Zwar stimmt es, dass die Verbrennung von Biokraftstoffen geringere Mengen des schädlichen Kohlendioxids (CO²) freisetzt als die Verbrennung fossiler Kraftstoffe. Aber WWF, Naturschutzbund und Umweltschutzorganisationen aus Lateinamerika warnen trotzdem vor dem Bio-Boom.

 

Denn in Brasilien, Indonesien und Malaysia hat die Rodung des Regenwaldes zugenommen, um Platz zu schaffen für neue Anbauflächen. Die Brandrodung verursacht riesige Kohlendioxid-Emissionen, die den Treibhauseffekt verstärken. Außerdem kann ein Zuckerrohrfeld oder eine Ölpalmenplantage bei weitem nicht so viel CO² speichern, wie ein Regenwald auf gleicher Fläche.

 

"Dabei gibt es noch beträchtliche Anbaupotenziale in Deutschland und vielen anderen europäischen Staaten", sagt Jürgen Zeddies, Agrarökonom von der Universität Hohenheim. Diese Fläche könnte man für den Anbau nachwachsender Rohstoffe nutzen. Umweltschützer warnen allerdings davor, dieses Potenzial voll auszuschöpfen. Ihr Argument: Viele Pflanzenarten in Deutschland würden aussterben, weil sich durch die effiziente Flächennutzung die Bodenbeschaffenheit verändere.

 

 

GLOSSAR

 

etwas ist bio – umgangsprachlich für: etwas ist umweltfreundlich

 

etwas ist in– umgangssprachlich für: etwas ist sehr gefragt; etwas ist modern

 

etwas boomt – Anglizismus für: etwas erlebt wirtschaftlichen Aufschwung

 

konventionell – herkömmlich; üblich

 

vielschichtig – vielfältig

 

geringer – kleiner

 

Rodung, die – das Abholzen von Wald

 

Emission, die – die Abgabe; die Ausschüttung; der Ausstoß (zum Beispiel: von Schadstoffen)

 

Treibhauseffekt, der - die Erwärmung eines Planeten durch Gase in der Atmosphäre

 

etwas speichern – hier: etwas beinhalten; aber auch: etwas aufbewahren

 

Potenzial, das – die Möglichkeit; die theoretische Leistungsfähigkeit

 

etwas voll auszuschöpfen -  etwas ganz und gar nutzen

 

effizient – wirkungsvoll; wirtschaftlich

 

Bodenbeschaffenheit, die – die Struktur des Bodens

 


Fragen zum Text

 

Etwas, das als bio bezeichnet wird, gilt als...

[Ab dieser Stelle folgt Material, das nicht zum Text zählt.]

PR #1233, opened 2026-08-31
feat: EXP-2307 Translation quality checks

CarlosGamero:
## Changes

`@lokalise/translation-quality-checks 1.0.0`

## Checklist

## AI Assistance Tracking


packages/app/translation-quality-checks/src/checks/mismatch/doubleWhitespaceMismatchCheck.ts
```diff
@@ -0,0 +1,44 @@
...
+ * Mismatch check: reports the double-whitespace runs on which the text and the reference text
+ * disagree. Runs are paired as a multiset (position-independent, duplicates and run lengths
+ * counted, since positions naturally shift between languages): unpaired reference runs are
+ * reported as `missing`, unpaired text runs as `added`. Content inside NTC regions is not
+ * checked.
+ */
+export const doubleWhitespaceMismatchCheck: MismatchCheck = (
+  text: string,
+  compareWith: string,
+): DoubleWhitespaceMismatchIssue | undefined => {
```
kjamrog: 🟢 I'm wondering if `null` would be more explicit than `undefined` here. It ensures we always return value explicitly and not having `undefined` by mistake. We could also use `Either` to be even more verbose

packages/app/translation-quality-checks/README.md
```diff
@@ -1,3 +1,74 @@
-# @lokalise/translation-quality-checks
+# Translation quality checks
 
-> 🚧 **Work in progress.**
+Deterministic, code-based quality checks for translations — the rule-based counterpart to AI
+scoring. Pure and dependency-light: same input, same issues, no I/O — runs in the browser, in a
+backend, or inside Polyglot with identical results.
```
kjamrog: 🟢 This library will be public, while Polyglot is internal service - maybe let's not mention it here? At the end it's also a backend, so we can just say it works on both BE and client side

kjamrog (approved):

packages/app/translation-quality-checks/README.md
CarlosGamero: Oh right, CC was too specific 😮‍💨, thank you!

packages/app/translation-quality-checks/src/checks/mismatch/doubleWhitespaceMismatchCheck.ts
CarlosGamero: I would avoid using Either, as it would either mean duplicating the type here or adding a dependency on another package, which I’d prefer to avoid for an internal implementation detail since this is not part of the public API.

Regarding null vs. undefined, null seems to fit better here since it represents an explicit domain value.

Already adjusted

packages/app/translation-quality-checks/src/detectQualityIssues.ts
```diff
@@ -0,0 +1,89 @@
...
+    : Object.values(QualityIssueErrorEnum)
+  const checksToExclude = new Set<QualityIssueError>(options?.checksToExclude ?? [])
+
+  if (options && 'skipSingleTextChecks' in options && options.skipSingleTextChecks) {
+    for (const error of Object.keys(singleTextChecksByError)) {
+      checksToExclude.add(error as SingleTextQualityIssue['error'])
+    }
+  }
+
+  return checksToInclude.filter((check) => !checksToExclude.has(check))
```
diogomiguel: **suggestion,question** 
We are allowing duplicate codes in `checksToInclude` (a `new Set` before filtering would resolve it). Additionally, a custom checksToInclude (`options.checksToInclude`) the result order follows the caller's array rather than the enum order the default path uses. Is this intentional?

diogomiguel (approved):

packages/app/translation-quality-checks/src/detectQualityIssues.ts
CarlosGamero: Dedupe fixed with a Set. Order is intentionally unspecified — callers shouldn't rely on it, and the tests now assert order-agnostically.

packages/app/translation-quality-checks/src/checks/singleText/doubleWhitespaceCheck.ts
```diff
@@ -0,0 +1,33 @@
...
+
+export type DoubleWhitespaceIssue = QualityIssueShape<{
+  error: 'DOUBLE_WHITESPACE'
+  details: {
+    /** Every double-whitespace run found in the text, e.g. `['  ', ' \t']`. */
+    whitespaces: string[]
+  }
+}>
+
+const doubleWhitespaceRegexp = /\s{2,}/g
```
kibertoad: **Finding 1 of 15.** `/\s{2,}/g` treats line breaks as whitespace, so every CRLF newline and every blank line in a multi-line translation is reported as a `DOUBLE_WHITESPACE` issue.

**Failure scenario**

`\s` matches `\r` and `\n`, so:

```ts
doubleWhitespaceCheck('Line one\r\nLine two')
// { error: 'DOUBLE_WHITESPACE', details: { whitespaces: ['\r\n'] } }
doubleWhitespaceCheck('a\n\nb')  // whitespaces: ['\n\n']  (paragraph break)
doubleWhitespaceCheck('a\n  b')  // whitespaces: ['\n  ']  (indented continuation)
```

Any Windows-authored or multi-paragraph translation gets flagged on every line ending, and the reported `whitespaces` entry is a newline rather than a double space, which is meaningless in a translator-facing UI.

**Suggested fix**

The intent is horizontal whitespace, so exclude line terminators:

```ts
const doubleWhitespaceRegexp = /[^\S\r\n]{2,}/g
```

Use `/ {2,}/g` instead if only literal spaces should count.

kibertoad (commented):
## Code review: 15 findings

Recall-oriented pass over the whole diff. Findings are ordered most severe first and posted as
inline comments, each numbered so the ordering survives GitHub grouping them by file.

1. `doubleWhitespaceCheck.ts:12`: `/\s{2,}/g` flags CRLF newlines and blank lines as double whitespace.
2. `doubleWhitespaceMismatchCheck.ts:15`: the same pattern makes a CRLF source and an LF target a spurious mismatch.
3. `detectQualityIssues.ts:73`: `checksToInclude: []` runs every check instead of none.
4. `detectQualityIssues.ts:54`: options are silently dropped when the reference argument is `undefined`.
5. `utils.ts:68`: `ByError` does not tie a registry key to the check that reports that error code.
6. `index.ts:1`: `SingleTextQualityIssue` and `MismatchQualityIssue` are in the public signature but not exported.
7. `detectQualityIssues.ts:27`: `DetectQualityIssuesOptions` is exported but assignable to neither overload.
8. `nonTranslatableTagsMismatchCheck.ts:17`: `slice(1, -1)` hardcodes the NTC marker length.
9. `README.md:3`: 20 em-dashes were added, which the user-level CLAUDE.md bans (exact hits listed inline).
10. `doubleWhitespaceMismatchCheck.ts:17`: the double-whitespace extraction is duplicated across two check files.
11. `detectQualityIssues.ts:58`: the dispatch loop does a guaranteed-miss lookup per code and re-splits `text`.
12. `doubleWhitespaceCheck.ts:23`: `keepHtml: true` flags whitespace inside HTML attributes.
13. `doubleWhitespaceCheck.ts:16`: a whitespace-only NTC region hides a real run.
14. `detectQualityIssues.spec.ts:17`: the "never runs the mismatch checks" test is vacuous.
15. `package.json:29`: `--typecheck` was added to `test` only, and `types.spec.ts` is not a typecheck test file.

Items 1 through 8 are correctness or API-contract defects; 9 is a conventions violation; 10 through
13 are cleanup; 14 and 15 concern how the new checks are enforced. Nice work on the multiset diff and
on the exhaustiveness `satisfies` around `QualityIssueErrorEnum`, both of which read well.

packages/app/translation-quality-checks/src/checks/mismatch/doubleWhitespaceMismatchCheck.ts
```diff
@@ -0,0 +1,44 @@
...
+  error: 'DOUBLE_WHITESPACE_MISMATCH'
+  details: {
+    /** Double-whitespace runs present in the reference text but missing from the text. */
+    missing: string[]
+    /** Double-whitespace runs present in the text but absent from the reference text. */
+    added: string[]
+  }
+}>
+
+const doubleWhitespaceRegexp = /\s{2,}/g
```
kibertoad: **Finding 2 of 15.** The mismatch check carries the same newline-matching `/\s{2,}/g`, so a source and a target that differ only in line-ending style produce a spurious `DOUBLE_WHITESPACE_MISMATCH`.

**Failure scenario**

Source imported from a Windows-authored file, target typed in the web editor:

```ts
doubleWhitespaceMismatchCheck('Hola\nmundo', 'Hello\r\nworld')
// { error: 'DOUBLE_WHITESPACE_MISMATCH', details: { missing: ['\r\n'], added: [] } }
```

The translator is told they dropped a double whitespace that never existed. Same for a paragraph break: `'a\n\nb'` against `'x\ny'` reports a mismatch for what is a blank line, not double whitespace.

**Suggested fix**

Same pattern change as in `doubleWhitespaceCheck.ts`, which is also why the shared helper suggested further down matters:

```ts
const doubleWhitespaceRegexp = /[^\S\r\n]{2,}/g
```

packages/app/translation-quality-checks/src/detectQualityIssues.ts
```diff
@@ -0,0 +1,91 @@
...
+    const mismatchIssue = mismatchChecks[check]?.(text, compareWith)
+    if (mismatchIssue) issues.push(mismatchIssue)
+  }
+
+  return issues
+}
+
+const resolveChecksToRun = (options?: DetectQualityIssuesOptions): QualityIssueError[] => {
+  const checksToInclude = new Set(
+    options?.checksToInclude?.length
```
kibertoad: **Finding 3 of 15.** `options?.checksToInclude?.length` makes an explicitly empty `checksToInclude: []` fall back to running every check, the exact opposite of what the caller asked for.

**Failure scenario**

A caller derives the list from user settings:

```ts
detectQualityIssues(text, ref, { checksToInclude: enabledChecks })
```

When the user has disabled everything, `enabledChecks` is `[]`, the falsy-length test picks `Object.values(QualityIssueErrorEnum)`, and all seven checks run and report issues. The README documents `checksToInclude` as "checks to run; defaults to all of them", with no hint that `[]` means "all of them".

**Suggested fix**

Distinguish "not provided" from "provided empty":

```ts
const checksToInclude = new Set(
  options?.checksToInclude ?? Object.values(QualityIssueErrorEnum),
)
```

If the current behaviour is deliberate, state it in the README and in the JSDoc on `checksToInclude`, because `detectQualityIssues.spec.ts` is currently the only place it is written down.

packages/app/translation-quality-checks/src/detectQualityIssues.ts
PR #1234, opened 2026-08-31
feat: TRAP-1579 add Expert's missing languages

tomaszhanc:
## Changes

[TRAP-1579](https://lokalise.atlassian.net/browse/TRAP-1579)

The Expert TM migration drops around 648k translation memory records because this package rejects 21 language codes that Expert's language table uses. 13 of them are real languages with valid IANA-registered codes, so this PR adds them. 

The other 8 turned out to be bad data (invented codes like `fl` and `kh`, made-up regions like `tlh-KL`) and are written off with reasons in [a ticket comment](https://lokalise.atlassian.net/browse/TRAP-1579?focusedCommentId=285283). We need to decide what to do with these.

## Checklist

## AI Assistance Tracking

[TRAP-1579]: https://lokalise.atlassian.net/browse/TRAP-1579?atlOrigin=eyJpIjoiNWRkNTljNzYxNjVmNDY3MDlhMDU5Y2ZhYzA5YTRkZjUiLCJwIjoiZ2l0aHViLWNvbS1KU1cifQ


tomaszhanc:
@coderabbitai review

packages/app/supported-languages/src/constants/languages.ts
CarlosGamero, line 1: 🟡 Some of the new new languages are Arabic-script RTL languages, but rtlLanguages was not updated (so the exported `getLocaleDirection()` now returns a confidently wrong 'ltr' for them)

CarlosGamero, line 1: 🔴 CC finding, please check it:
languages.ts documents itself as 'List of all languages supported by CLDR43' (README repeats it), but the 13 added codes are not in any CLDR release and are interleaved with no marker, so regenerating the file from the documented cldr-json source silently drops them.

We are using CLDR43 in this package, adding other tags needs to be discussed as it affects Vantage

(Also, it can affect to the displayName utility and not work as expected for those languages)

PR #1235, opened 2026-09-01
feat(universal-testing-utils): request-derived mocks for defineApiContract

kibertoad:
## Description

`ApiContractMockttpHelper` and `ApiContractMswHelper` could only mock a **fixed** body, via `mockResponse`. The request-derived variant existed only as `MswHelper.mockValidResponseWithImplementation`, which the compatibility matrix ties to the legacy `buildRestContract`/`buildSseContract` definitions. So a `defineApiContract` consumer whose mock needs to read the incoming request had no option but to drop down to raw mockttp or msw.

Found while auditing a service that had finished migrating to `defineApiContract`: its e2e specs hand-roll `mockttp` with `thenCallback` handlers that build responses out of the request body, and `universal-testing-utils` had nothing to offer them.

### `mockResponseWithImplementation`

Added to both `ApiContract*` helpers. `responseStatus` still selects the contract entry, which is what types `handleRequest`'s return value and supplies the Zod schema the result is validated against.

```ts
// mockttp
await helper.mockResponseWithImplementation(postUserContract, {
  responseStatus: 200,
  handleRequest: async (request) => {
    const body = await request.body.getJson()
    return { id: `id-${body.name}` }
  },
})

// msw
helper.mockResponseWithImplementation(postUserContract, {
  responseStatus: 200,
  handleRequest: async ({ request }) => ({ id: `id-${(await request.json()).name}` }),
})
```

Only JSON entries are addressable. An SSE-only or blob-only status collapses the params type to `never`, so it is rejected at compile time; a runtime guard with a pointer back to `mockResponse` covers untyped callers. Both cases are tested.

### Per-call status via `response()`

Both helpers gain a static `response()`, mirroring `MswHelper.response()`:

```ts
handleRequest: () => callCount++ === 0
  ? ApiContractMockttpHelper.response({ id: 'first' }, { status: 500 })
  : { id: 'second' }
```

The `Symbol` brand behind that wrapper moved out of `MswHelper` into a new `responseWrapper.ts` so all three helpers share **one** brand. Without that, a wrapper made by `MswHelper.response()` would not be recognised by the new helpers. `MswHelper.response()` and `MockResponseWrapper` keep their existing signatures and export paths, so its public surface is unchanged.

### Review follow-up (249aa6fc)

- The reply now carries the media type the contract declared it under. `resolveJsonSchema` dropped the content-map key, so an `application/problem+json` entry went out as `application/json` and the client rejected its own contract's response.
- `contentType` selects between JSON media types, matching the field `mockResponse` already takes. Required when a status entry declares more than one, since the handler's result has to match a specific schema.
- A per-call status override resolves against its own contract entry, so a body wrapped with `response({ status })` is validated against the schema for the status actually sent.
- A request negotiating the SSE branch of a dual JSON/SSE status gets a 406 pointing at `mockResponse`, instead of JSON it cannot read.
- Handler and validation failures are reported through `console.error` and a labelled 500. mockttp and msw otherwise bury a throwing route callback in an opaque 500 that reaches the test as a client-side parse error.
- The handler's request argument is typed from the contract's `requestBodySchema`, so `getJson()` and `request.json()` no longer need a cast at every call site.
- The wrapper brand switched to `Symbol.for`, so two copies of the package in one tree still recognise each other's wrappers.

## Verification

- `pnpm run lint` (biome + tsc): clean
- `pnpm test`: 203 passed, covering the content-map fixtures the new method previously never touched (non-default JSON media types, multi-JSON selection, dual JSON/SSE negotiation, no-body and blob-only statuses) and asserting the emitted content-type header
- `pnpm run build`: clean; confirmed the new methods and `MockResponseWrapper` appear correctly in the emitted `.d.ts`

## AI Assistance Tracking

### DIFF
--- a/packages/app/universal-testing-utils/README.md
+++ b/packages/app/universal-testing-utils/README.md
@@ -255,14 +255,14 @@ await helper.mockResponse(contract, { responseStatus: 201, responseJson: { id: '
 
 `mockResponse` takes a fixed body. When the response has to depend on what the caller sent, use `mockResponseWithImplementation` and return the body from a handler.
 
-`responseStatus` still selects the contract entry, which is what types `handleRequest`'s return value and supplies the Zod schema the result is validated against. Only JSON entries are addressable this way: SSE and blob responses stay static, via `mockResponse`.
+`responseStatus` still selects the contract entry, which is what types `handleRequest`'s return value and supplies the Zod schema the result is validated against. The handler's request argument is typed from the contract too, so `request.body.getJson()` (mockttp) and `request.json()` (msw) hand back the output of the contract's `requestBodySchema` rather than `unknown`. Only JSON entries are addressable this way: SSE and blob responses stay static, via `mockResponse`.
 
 ```ts
 // mockttp: the handler receives the mockttp CompletedRequest
 await helper.mockResponseWithImplementation(postUserContract, {
   responseStatus: 200,
   handleRequest: async (request) => {
-    const body = await request.body.getJson()
+    const body = await request.body.getJson() // typed by requestBodySchema
     return { id: `id-${body.name}` }
   },
 })
@@ -271,7 +271,7 @@ await helper.mockResponseWithImplementation(postUserContract, {
 helper.mockResponseWithImplementation(postUserContract, {
   responseStatus: 200,
   handleRequest: async ({ request }) => {
-    const body = await request.json()
+    const body = await request.json() // typed by requestBodySchema
     return { id: `id-${body.name}` }
   },
 })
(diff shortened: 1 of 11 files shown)


CarlosGamero (approved):

packages/app/universal-testing-utils/README.md
```diff
@@ -250,6 +251,61 @@ await helper.mockResponse(contract, { responseStatus: 201, responseJson: { id: '
...
+### mockResponseWithImplementation
+
+`mockResponse` takes a fixed body. When the response has to depend on what the caller sent, use `mockResponseWithImplementation` and return the body from a handler.
+
+`responseStatus` still selects the contract entry, which is what types `handleRequest`'s return value and supplies the Zod schema the result is validated against. Only JSON entries are addressable this way: SSE and blob responses stay static, via `mockResponse`.
+
+```ts
+// mockttp: the handler receives the mockttp CompletedRequest
+await helper.mockResponseWithImplementation(postUserContract, {
+  responseStatus: 200,
```
CatchMe2, line 263: Would it make sense to add support for setting `responseContentType`? Contract can have multiple content types per status code defined.

packages/app/universal-testing-utils/src/api-contracts/types.ts
```diff
@@ -65,6 +68,26 @@ export function resolveContractEntry(
...
+    return responseEntry
+  }
+
+  if (!responseEntry.content) {
+    return undefined
+  }
+
+  return Object.values(responseEntry.content).find((descriptor): descriptor is z.ZodType =>
+    isJsonBody(descriptor),
+  )
```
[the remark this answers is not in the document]
kibertoad: Fixed in 249aa6fc.

`resolveJsonSchema` is now `resolveJsonTarget` and returns `{ mediaType, schema }`: the content-map key for content entries, `application/json` only for bare-schema entries. Both helpers set the response content-type from it, and the msw path moved off `HttpResponse.json` (which forces the header) onto `new HttpResponse`.

Regression test in both suites, `replies with the declared JSON media type, not application/json`, against a new `problemJsonContentApiContract` fixture that declares only `application/problem+json`. It asserts the emitted header and then round-trips the response through `sendByApiContract`, which is where the old behaviour failed: the client rejected its own contract's response with `UNEXPECTED_RESPONSE_ERROR`.

Related: a status entry declaring several JSON media types now takes a `contentType` param to pick between them, see the reply on the README thread.

packages/app/universal-testing-utils/README.md
kibertoad: Yes, added in 249aa6fc. Named `contentType`, to match the field `mockResponse` already takes for the same job.

It is required when the status entry declares more than one JSON media type and optional otherwise, and the descriptor it selects is what types `handleRequest`'s result:

```ts
await helper.mockResponseWithImplementation(multiJsonContentApiContract, {
  responseStatus: 200,
  contentType: 'application/problem+json',
  handleRequest: () => ({ title: 'Invalid', detail: 'Something went wrong' }),
})
```

Omitting it on an ambiguous entry is a type error, and a runtime throw for untyped callers: `Status 200 declares more than one JSON content type (application/json, application/problem+json); pass contentType to select one`. Before this it silently served the first JSON descriptor while the types accepted any of them, so returning the wrong variant compiled and then failed schema validation at request time.

`contentType` only names JSON entries. Pointing it at an SSE or blob descriptor throws, since a handler can only produce JSON. A status declaring both JSON and `text/event-stream` still serves its JSON side, but a request negotiating SSE through `Accept` now gets a 406 pointing at `mockResponse` rather than a JSON body it cannot read.

Independently of `contentType`, the reply now carries whatever media type the contract declared, so a lone `application/problem+json` entry is no longer flattened to `application/json`.

PR #559, opened 2015-06-19
Add additional HTTP status codes

### LINKED ISSUE #553: Missing HTTP status codes
There's a few status codes from here http://tools.ietf.org/html/rfc6585 that could be great including.

429 Too many requests for instance.

chripede:
Implement error codes from http://tools.ietf.org/html/rfc6585
Fixes #553


kgriffs:
@chripede This looks good, thanks! Not a big deal, but for next time it would be great if you could follow the commit message format as specified here:

https://github.com/falconry/falcon/blob/master/CONTRIBUTING.md#commit-message-format

falcon/status_codes.py
```diff
@@ -90,6 +90,12 @@
 HTTP_IM_A_TEAPOT = HTTP_418
 HTTP_426 = '426 Upgrade Required'
 HTTP_UPGRADE_REQUIRED = HTTP_426
+HTTP_428 = '428 Precondition Required'
```
kgriffs: It would be nice to add some subclasses of HTTPError that correspond to these...

kgriffs: Added #561

PR #563, opened 2015-07-11
Instruct browser to remove cookies

Freezerburn:
fix: Cookies not being removed from browser

The previous behavior of Response's unset_cookie function was just to delete the given name from the SimpleCookie object if it existed. However, this causes a problem in that the browser is not told to remove the cookie on its side, causing all future Request objects to still contain the cookie that was supposed to have been unset/removed. This change causes the Response object to actually set the expires token for the cookie that is being unset to a point in the past, causing the browser to immediately remove the now-expired cookie, which will remove the cookie from future Request objects.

1.      besonders umweltfreundlich.

2.      besonders gut verdaulich.

3.      besonders ungesund.

 

Die Verbrennung von Biokraftstoffen setzt......Mengen des schädlichen Kohlendioxids frei als die Verbrennung fossiler Kraftstoffe.

1.      geringere

2.      größere

3.      bessere

 

Jemand, der sein Potenzial voll und ganz ausschöpft...

1.      traut sich nicht sehr viel zu.

2.      könnte noch viel mehr leisten.

3.      nutzt seine gesamte Leistungsfähigkeit.

 

 

Arbeitsauftrag

Biokraftstoffe nutzen, Müll sortieren, einer Umweltorganisation beitreten – was kann man für eine saubere Umwelt tun? Schreiben Sie zehn Möglichkeiten auf, wie man die Umwelt schützen könnte.